# Exercise details
Retype the listing in full. Change nothing.
•••••
Issue #1398, opened 2020-12-12
real ToC implementation and folder structures


finzzz:
Hello, thanks for making this app. I have been looking for gitbook alternative for a while. Apparently, I am using vscode to view and edit md files. In vscode, I can see folder pane and outline pane. The folder pane is to categorize the content, while the outline pane shows ToC based on md header. I think this is more dynamic structures because I don't need to edit summary.md as in your app. 

Looking forward for v1.

ehuss:
I'm not sure I fully understand, but it sounds like this is asking for something like #1016, so I'm going to close as a duplicate of that.

Issue #1016, opened 2019-08-22
feature request: automatically generate SUMMARY.md from the list of src/*.md files


wusunlab:
It would be nice if there is an option to generate `SUMMARY.md` automatically from the list of markdown files under `src` (except `SUMMARY.md` itself).  The generated `SUMMARY.md` would map the directory structure.  For example, if I have chapters and sections organized in subfolders,

```
.
├── book.toml
└── src
    ├── SUMMARY.md
    ├── chapter_1
    │   ├── section_1_1.md
    │   ├── section_1_2.md
    │   └── section_1_3.md
    ├── chapter_1.md
    ├── chapter_2
    │    └── section_2_1.md
    └── chapter_2.md
```

the generated `SUMMARY.md` could be look like

```markdown
# SUMMARY

- [Chapter 1 title](./chapter_1.md)
    - [Section 1.1 title](./chapter_1/section_1_1.md)
    - [Section 1.2 title](./chapter_1/section_1_2.md)
    - [Section 1.3 title](./chapter_1/section_1_3.md)
- [Chapter 2 title](./chapter_2.md)
    - [Section 2.1 title](./chapter_2/section_2_1.md)
```

The advantage of this feature would be to save the effort of manually checking if every chapter/section is included in `SUMMARY.md`.

mrec:
Are you proposing that titles are generated from the slugged filenames? That feels a bit limiting.

A possible alternative might be to take the ordering from filenames, but titles from the top-level headings in each file.

wusunlab:
Hi, sorry if it wasn't clear. I was suggesting that the chapter or section title could be parsed from the top-level heading of each markdown file.  I was able to prototype this in a crude way in Python. So I think this could be doable in Rust as well, though I'm not familiar with markdown parsing.

segfaultsourcery:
•••••
# Finished exercise
Issue #1398, opened 2020-12-12
real ToC implementation and folder structures


finzzz:
Hello, thanks for making this app. I have been looking for gitbook alternative for a while. Apparently, I am using vscode to view and edit md files. In vscode, I can see folder pane and outline pane. The folder pane is to categorize the content, while the outline pane shows ToC based on md header. I think this is more dynamic structures because I don't need to edit summary.md as in your app. 

Looking forward for v1.

ehuss:
I'm not sure I fully understand, but it sounds like this is asking for something like #1016, so I'm going to close as a duplicate of that.

Issue #1016, opened 2019-08-22
feature request: automatically generate SUMMARY.md from the list of src/*.md files


wusunlab:
It would be nice if there is an option to generate `SUMMARY.md` automatically from the list of markdown files under `src` (except `SUMMARY.md` itself).  The generated `SUMMARY.md` would map the directory structure.  For example, if I have chapters and sections organized in subfolders,

```
.
├── book.toml
└── src
    ├── SUMMARY.md
    ├── chapter_1
    │   ├── section_1_1.md
    │   ├── section_1_2.md
    │   └── section_1_3.md
    ├── chapter_1.md
    ├── chapter_2
    │    └── section_2_1.md
    └── chapter_2.md
```

the generated `SUMMARY.md` could be look like

```markdown
# SUMMARY

- [Chapter 1 title](./chapter_1.md)
    - [Section 1.1 title](./chapter_1/section_1_1.md)
    - [Section 1.2 title](./chapter_1/section_1_2.md)
    - [Section 1.3 title](./chapter_1/section_1_3.md)
- [Chapter 2 title](./chapter_2.md)
    - [Section 2.1 title](./chapter_2/section_2_1.md)
```

The advantage of this feature would be to save the effort of manually checking if every chapter/section is included in `SUMMARY.md`.

mrec:
Are you proposing that titles are generated from the slugged filenames? That feels a bit limiting.

A possible alternative might be to take the ordering from filenames, but titles from the top-level headings in each file.

wusunlab:
Hi, sorry if it wasn't clear. I was suggesting that the chapter or section title could be parsed from the top-level heading of each markdown file.  I was able to prototype this in a crude way in Python. So I think this could be doable in Rust as well, though I'm not familiar with markdown parsing.

segfaultsourcery:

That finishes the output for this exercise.